Robbie Ross is working out of the Rangers rotation after spending the last two years in their bullpen. He embraces his new role. The 24-year-old southpaw told me he likes starting because “It’s your day. You work as hard as you can to get ready for it, and when you get out there you do your best. I like that mentality.”
Ross approaches his vocation the way he approaches life. His glass is half full, and he keeps everything in perspective.
“It’s important to slow things down and just do what you can to get outs,” said Ross. “If you put too much pressure on yourself it becomes difficult to perform. Sometimes you can press so hard it’s not a game anymore. Instead of something you enjoy, it becomes stressful. This is supposed to be fun. Control your mind so you’re not thinking the bad things. Think about the good things.
“We’re working as hard as we can, but we have to remember we get to be out here playing a game. I’m where I’m at because of what God has blessed me with. [A baseball career] is very short-lived, so I want to enjoy this and do the best I can.”
Last September, Ross did his best to support an important cause. He and his wife, Brittany, participated in the NOH8 campaign, a charitable organization promoting marriage, gender and human equality.
“It was important to us because it was a no-hate campaign,” explained Ross. “[Gays and lesbians] are being discriminated against. There’s a lot of bitterness and hate being directed toward them. What we were saying is that they shouldn’t be treated wrong. They’re people and should be showed love.

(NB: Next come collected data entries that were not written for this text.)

PR #57, opened 2017-06-19
simplify buildChain logic

0x04C2:
The previous logic is based on len(interceptors). However, the default
case can handle all the case. To remove the case check can make
buildChain clear.

@mwitkow

### DIFF
--- a/chain.go
+++ b/chain.go
@@ -16,27 +16,18 @@ import (
 // For example ChainUnaryServer(one, two, three) will execute one before two before three, and three
 // will see context changes of one and two.
 func ChainUnaryServer(interceptors ...grpc.UnaryServerInterceptor) grpc.UnaryServerInterceptor {
-	switch len(interceptors) {
-	case 0:
-		// do not want to return nil interceptor since this function was never defined to do so/for backwards compatibility
-		return func(ctx context.Context, req interface{}, _ *grpc.UnaryServerInfo, handler grpc.UnaryHandler) (interface{}, error) {
-			return handler(ctx, req)
-		}
-	case 1:
-		return interceptors[0]
-	default:
-		return func(ctx context.Context, req interface{}, info *grpc.UnaryServerInfo, handler grpc.UnaryHandler) (interface{}, error) {
-			buildChain := func(current grpc.UnaryServerInterceptor, next grpc.UnaryHandler) grpc.UnaryHandler {
-				return func(currentCtx context.Context, currentReq interface{}) (interface{}, error) {
-					return current(currentCtx, currentReq, info, next)
-				}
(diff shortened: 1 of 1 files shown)


mwitkow:
This is basically a revert of:
https://github.com/grpc-ecosystem/go-grpc-middleware/pull/39

@peter-edge what benefits did #39 give you?

peter-edge:
The benefit is that it doesn't add another level to your stack in the default case - this logic might be "simpler", but if I only have one interceptor, I don't want it to be wrapped with a function that is no-op in practice but has a bunch more logic.

0x04C2:
thank you for timely reply. 

For the more interceptors or no interceptor cases, there is always one no-op wrapper function at the first of chain. So, In my opinion, remove case conditions can make code clear, easy to understand and maintain. 

How do you think about this? @peter-edge @mwitkow

peter-edge:
I don't think this should be merged - it isn't actually that complicated, and the end result is better. There's a lot of cases where the default case of 1 is what happens, if you have something that takes interceptors as options, for example. Wrapping them in this interceptor code could lead to more bugs and worse performance.

What is the benefit of this PR? The `switch` statement is pretty simple.

0x04C2:
Alright. 

Basically, the interceptor implementation is built on wrapping the actual handler.

```
func _EchoService_Echo_Handler(srv interface{}, ctx context.Context, dec func(interface{}) error, interceptor grpc.UnaryServerInterceptor) (interface{}, error) {
	in := new(SimpleMessage)
	if err := dec(in); err != nil {
		return nil, err
	}
	if interceptor == nil {
		return srv.(EchoServiceServer).Echo(ctx, in)
	}
	info := &grpc.UnaryServerInfo{
		Server:     srv,
		FullMethod: "/grpc.gateway.examples.examplepb.EchoService/Echo",
	}
	handler := func(ctx context.Context, req interface{}) (interface{}, error) {
		return srv.(EchoServiceServer).Echo(ctx, req.(*SimpleMessage))
	}
	return interceptor(ctx, in, info, handler)
}
```

The empty no-op function is used to maintain the call context. Only one no-op function is ok.
If there is a lot of cases about using only one interceptor, why use buildChain?  `grpc.WithUnaryInterceptor` is good enough to use one interceptor. 

This PR is used to make code clear and easy to maintain. This is major benefit. I think the performance is ok for this case. 

@mwitkow

peter-edge:
I just really don't see the big issue here, I don't see the code as it as as less maintainable - to me, it's actually easier to reason about personally.

0x04C2:
@peter-edge haha. Got your point.
I close this PR and let's focus on other thing. 
Thank you for your time.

“There are obviously guys [in MLB] who are gay. That’s something we’re going to have to deal with [when players start coming out]. We should love people and accept them for who they are. As a Christian, I believe God is going to ultimately judge us for how we live our lives. There’s no reason for us to be judging.”
Ross is non-judgmental, but the same can’t be said for everyone wearing a big-league uniform. I asked him what the response was from teammates and others within the game.
“No one really had much to say about it,” said Ross. “It was mostly just Christian people asking me what I thought. It was different for a lot of them, but I think there was a lot of acceptance. They knew my heart was in the right place. I was just trying to be accepting and show people love.”